ENDURANCE training plays a pivotal role in improving cardiorespiratory fitness in cancer survivors. A recent study examined whether two different intensity-based exercise approaches, pyramidal and threshold training, offered differing benefits to individuals recovering from breast or prostate cancer. The key finding was that both training methods significantly improved endurance capacity, yet threshold training achieved these results in less time.
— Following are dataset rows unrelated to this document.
PR #89, opened 2026-08-28
Coach Health V2: the failures nobody has adjudicated yet

ButiMM:
V1 watched four failures we had already fixed. That answers *"are our fixes holding"* and nothing about **what else is broken** — so the founder was still the only sensor for anything new. This is the half that finds the unknown.

## Five invariants, over fields the ledger already stores

| invariant | layer | what it watches |
|---|---|---|
| `question-mutated-state` | State | **Law 2** in production — a question must never write |
| `durable-write-no-move` | Coaching | **Law 4**, generalised past steps to every domain that writes |
| `reply-contradicts-itself` | Response | closes the day and sells food in one breath |
| `unowned-message` | Claim | the fallback shape: no door claimed this |
| `empty-reply` | Response | the client received nothing |

## Candidates are evidence, not verdicts

An invariant never says *"this is a defect."* It says a property did not hold on this turn, and attaches the turn. A detector that declared defects would fill the queue with confident nonsense, and every hour spent disproving it is an hour not spent fixing the coach.

## The packet, not a chart

```
CH-3F2A   high   The coach did not understand a message      "hungry what can eat"
          9 clients · 17 turns · candidate

          Layer: Claim · Expected: an owner answers, or the coach asks one specific question back
          First seen 28/08 07:14 · last seen 29/08 19:02

          Client: "I'm at Nando's, what should I order?"
          Coach:  "I didn't catch that one — what was it, roughly?"
          build 70c7d2a · Open the turn →
```

Ranked by **clients first, then recurrence**: nine clients hitting something once is the product misbehaving; one client hitting it nine times is one conversation.

## No second lifecycle

`turn_ledger` already carries `lifecycle_status`, `failure_category` and `fix_ref`, editable through the verdict endpoint this file has had since 2026-08-25. A candidate's status is the **aggregate of its turns**:

```
untriaged        -> candidate
failure_category -> adjudicated
fix_ref          -> engineering
deployed         -> deployed
revalidated      -> resolved
```

Triaging a turn moves the candidate. A parallel candidate store would have been a second source of truth guaranteed to drift from the first.

## No new module, no new table, no model

The governor counts files under `server/` and sits at `239/239`. Detection runs **on read**, so the evidence persists because `turn_ledger` persists — which is what lets a weekend of testing accumulate while every agent on this project is switched off. Nothing here writes, routes, or changes production behaviour.

## The governor caught a real defect before review did

`messageDeciders` went **32 → 33** on the first commit. Two things underneath it, one of them mine:

**The real one.** `question-mutated-state` carried its *own regex* for "is this a question" — a second answer to what `isAskingNotReporting` already owns and the whole tracking contract is built on. A detector for claim duplication, committing claim duplication. It now calls the existing floor.

> **Control:** delete the floor's body and the **contract suite breaks on the product side** — `"Is 2 litres of water enough?"` writes water again. Detector and product fail together because they read one owner.

**The false positive.** The guard greps the literal `.test(m)`, `m` being the conventional name for the client's message. Two mutation loops read `.some(m => DURABLE_MUTATION.test(m))` — testing a mutation string, not a message. Renamed to `mut`; behaviour unchanged. Back to **32/31 by losing a false positive rather than moving a ceiling** — the precedent the ledger set when `authorshipPoints` returned to 420 the same way.

## Controls — seven, each failing independently

| control | result |
|---|---|
| invariants always hold | **RED** — "this turn would never reach the queue" |
| an invariant never holds | **RED** — "the queue fills with noise and stops being read" |
| drop an invariant | **RED** — names the lost property |
| `question-mutated-state` goes blind | **RED** — names the missed turn |
| delete the shared asking floor | **RED** — *the product* breaks, not just the detector |
| collapse the cluster signature | **RED** — "would send an engineer after a pattern that does not exist" |
| unstable `CH-` handle | **RED** — "would not survive being written down" |

The first two are the two ways a detector lies, **and only one of them looks like failure.** Clustering is graded both directions: punctuation variants of one question must merge, two unrelated questions must not.

## Suite

```
suites: 32/35 green, 1 covered nothing in 101s
```

Baseline-equivalent — identical to main `70c7d2a`.

## Stated limit

`turn_ledger` **does not store the claimant.** So "the wrong door answered" is visible only where the reply betrays it — a plan when a plate was asked for, a fallback where an owner exists. A claim defect whose reply looks plausible is invisible here. Stamping the claimant on the turn is the cut that fixes that, and it is not this one.

Nothing here claims to wake an agent up. The queue accumulates; invoking the engineer remains a human action.

---


ButiMM:
## Corrected tree `a3519ed` — CI verified, every governor compared

Run [33149514572](https://github.com/ButiMM/KamLife-Coach/actions/runs/33149514572/job/98777989133), run 554, attempt 1, completed 06:56 UTC.

```
head_branch  coach-health-v2
head_sha     a3519ed628740a611fe3465e00109f201c213515
event        pull_request
```

### First: my previous report on this PR was wrong

I called `1b628cb` baseline-equivalent. It was not — CI carried a **fourth** red counter that main does not have:

```
✗ regexLiterals: 452 — budget 449
```

The miss matters more than the number. I had grepped my local run for `messageDeciders|looksLikePredicates|authorshipPoints|ownership`, so a counter I had not thought to name **could not appear in my output**, and I read a filtered view as the whole result.

### Every governor, diffed — not a chosen subset

Both guards run on `70c7d2a` and on `a3519ed`, full output compared:

```
ARCHITECTURE GUARD: full diff main -> branch
IDENTICAL — no counter moved, named or unnamed

FILE-SIZE GUARD: full diff main -> branch
IDENTICAL
```

Byte-identical, so a counter I never thought to check cannot hide in it.

```
suites: 32/35 green, 1 covered nothing in 91s
✓ tracking-contract-tests   ✓ production-parity
```

### What changed to get there

**`DURABLE_MUTATION` was a second answer.** "Was this a durable write?" is owned by `durableDomains` — the same reader `closeCoachingTurn` consults before deciding a turn owes a coaching move. A private regex meant detector and product could disagree about what a write *is*: the exact defect class this detector exists to find.

> **Control:** empty `durableDomains` and **two invariants go blind at once**. Detector and coaching turn fail together, because they read one thing.

**The contradiction invariant was reasoned, not observed.** The real #83 defect is between text and card, and the card is a PNG the ledger cannot see — already documented as unmeasurable. The text-only variant was built from argument and never seen in a trace. Removed with its grading, rather than paid for with a budget.

Four invariants remain, each grounded in a law or an observed trace: **Law 2**, **Law 4**, the fallback reply seen in the hunger trace, and an empty reply.

### For the review — where I would attack this hardest

The lens that just caught a real defect is *does the detector hold the same authority as the product for every fact it claims?* Two answers were no, and both now read the product's owner (`isAskingNotReporting`, `durableDomains`), proven by controls that break product and detector together.

**One invariant still has no owner to defer to: `unowned-message`.** It matches on the fallback reply's *wording*. If that copy is reworded, the invariant silently stops firing — a false negative that presents as health. There is no exported "this reply is the fallback" predicate to reuse. That is the weakest authority claim in this PR and worth attacking first.

Also worth attacking: whether a candidate can be created without a ledger-grounded reason (every candidate requires a failing invariant on a real row, but the clustering signature is deliberately crude), and tester concentration — ranking is by distinct clients, so a single tester cannot manufacture a high-priority candidate alone, but two testers can.

---

ButiMM:
## Four proof obligations — one FAILED and is fixed. Review tree is now `8a7832b`

`a3519ed` is superseded. Obligation 2 failed on it, so that tree should not be reviewed.

### 1. Exact-SHA CI, complete governor output ✅

Run [33150223196](https://github.com/ButiMM/KamLife-Coach/actions/runs/33150223196/job/98780226662), run 555, attempt 1. **Head SHA from the run record:**

```
head_branch  coach-health-v2
head_sha     8a7832bafcc1f2b843a49192a724ee0a8638af50
```

```
suites: 32/35 green, 1 covered nothing in 106s
✓ tracking-contract-tests   ✓ production-parity
```

Both guards run on `70c7d2a` and on `8a7832b`, **full output diffed** — not a chosen subset:

```
ARCHITECTURE: IDENTICAL (every counter, named or not)
FILE SIZES:   IDENTICAL
```

### 2. A seeded genuine failure produces a packet with exact turn ids — ❌ FAILED, now fixed

Driving the **real endpoint** against seeded `turn_ledger` rows — which no unit test had done — exposed a live defect in `a3519ed`. Three clients, one question, the coach understanding none of them:

```
"I'm at Nando's, what should I order?"   ->  "Sorry Kam, I didn't quite catch that 🙂"
"at nandos what should i order"          ->  "Sorry Kam, I didn't quite catch that 🙂"
"Nando's — what should I order?"         ->  "Eish Coach K had a moment. Try that again."
```

produced **three candidates of one client each**:

```
CH-2E29  low  "at nando what should order"   1 client
CH-....  low  "at nandos what should order"  1 client
CH-....  low  "nando what should order"      1 client
```

Split by a possessive and a missing preposition. Ranking is by distinct clients, so all three sat at `low` and **none would ever have surfaced** — the detector missing a real repeated failure by *fragmenting* it. A fragmented queue is indistinguishable from a healthy one, which is the dangerous direction.

Fixed — signature now strips a trailing `s`, keeps the four longest content words, and sorts them. Same three messages:

```
CH-F6B2  medium  "nando order should what"   3 clients · 3 turns · status=candidate
turn ids: t-aaa, t-bbb, t-ccc
client: "I'm at Nando's, what should I order?"
coach:  "Sorry Kam, I didn't quite catch that 🙂"
```

The `durableDomains`-backed invariant fired independently on the same run: `CH-D4BA`, ids `t-ddd`, from a seeded raise with no next move.

### 3. The false case must not become a candidate ✅ (passed first run, unchanged)

Two turns of `"what should I eat this week"`, correctly answered with the week's shopping list:

```
✓ produced NO candidate — no invariant fired, nothing entered the queue
candidates total: 2 — unowned-message, durable-write-no-move
```

### 4. The durable-write signal is literally the product's ✅

```
admin-turns.ts:14   import { durableDomains } from "../understanding/messy-intake"
admin-turns.ts:333  isAskingNotReporting(t.input) && durableDomains(t.mutations).length > 0
admin-turns.ts:341  durableDomains(t.mutations).length > 0 && !lastBlockIsAMove(t.reply)
DURABLE_MUTATION    (none — the copy is gone)
```

> **Control:** empty `durableDomains` in `messy-intake.ts` and **both** invariants go blind at once. Detector and product fail together because they read one thing. If the product says `durableDomains = []`, the detector has no second opinion to fall back on.

### Clustering, both directions controlled

| control | result |
|---|---|
| revert to first-five-words-in-order | **RED** — one question becomes three candidates |
| collapse the signature | **RED** — two unrelated questions become one |

Merging things that are *not* the same question is the worse error, so it is graded in the same block.

### Still the weakest claim, unchanged

`unowned-message` has no product owner to defer to — it matches the fallback reply's *wording*. Reword that copy and the invariant silently stops firing: a false negative presenting as health. No exported "this reply is the fallback" predicate exists to reuse.

---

55 cancer survivors were split into two groups, a threshold group (n=28) and a polarised group (n=27) and completed a 12-week, twice-weekly cycling intervention. Training sessions were designed to be isocaloric, meaning energy expenditure was equivalent between groups. Despite plans for a polarised intensity distribution, the polarised group performed a pyramidal distribution in practice. Training load was carefully measured using cardiopulmonary exercise testing and blood lactate thresholds. Participants were assessed for changes in peak oxygen uptake (VO2peak), peak power output (PPO), ventilatory and lactate thresholds, as well as markers of maximal exhaustion.
Both training regimens led to significant improvements in VO2peak (0.09 L/min for pyramidal; 0.12 L/min for threshold), PPO (27W vs. 17W), and thresholds (e.g., VT1 power output: 11W vs. 13W). No statistically significant differences in outcomes were observed between groups. However, threshold training required significantly less weekly training time (59±1 minutes) compared to 76±11 minutes in the pyramidal group (p<0.001). Training energy expenditure was similar across groups, reinforcing the role of energy output as a key driver of physiological adaptation.
In clinical practice, these findings suggest that both pyramidal and threshold training are safe, effective, and feasible options for improving fitness in cancer survivors post-treatment. Importantly, threshold training may be preferable for individuals with limited time availability, while pyramidal training could be more appealing to those who enjoy variety. A key limitation of this study is that the intended polarised intensity distribution was not achieved, precluding firm conclusions about its potential superiority. Further studies are needed to determine whether a true polarised regimen is both feasible and beneficial in this population. Nonetheless, the matched-energy design provides a valuable framework for comparing endurance training modalities in clinical oncology settings.
Reference
Bauer N et al. Effects of Different Training Intensity Distributions on Endurance Capacity in Breast and Prostate Cancer Survivors: A Randomized Controlled Trial. Eur J Sport Sci. 2025;DOI: 10.1002/ejsc.12287.